----- Data records

PR #13274, opened 2023-12-13
fix(onyx-559): search pills - fixes wrong pill state that makes counter superscript invisible

nickskalkin:

This PR solves [ONYX-559]

### Description

Solves the issue when clicking on a pill makes a counter invisible:

| Before | After |
|---|---|
| <video src="https://github.com/artsy/force/assets/3934579/9e23dfbe-96ff-497c-8268-a863ee1cfd60" /> | <video src="https://github.com/artsy/force/assets/3934579/9cb5cf4e-c708-4ab1-bc6f-cb40bd62d29f" /> |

----------

Task goal – Restate each entry above word for word.

Result of this task –
PR #13274, opened 2023-12-13
fix(onyx-559): search pills - fixes wrong pill state that makes counter superscript invisible

nickskalkin:

This PR solves [ONYX-559]

### Description

Solves the issue when clicking on a pill makes a counter invisible:

| Before | After |
|---|---|
| <video src="https://github.com/artsy/force/assets/3934579/9e23dfbe-96ff-497c-8268-a863ee1cfd60" /> | <video src="https://github.com/artsy/force/assets/3934579/9cb5cf4e-c708-4ab1-bc6f-cb40bd62d29f" /> |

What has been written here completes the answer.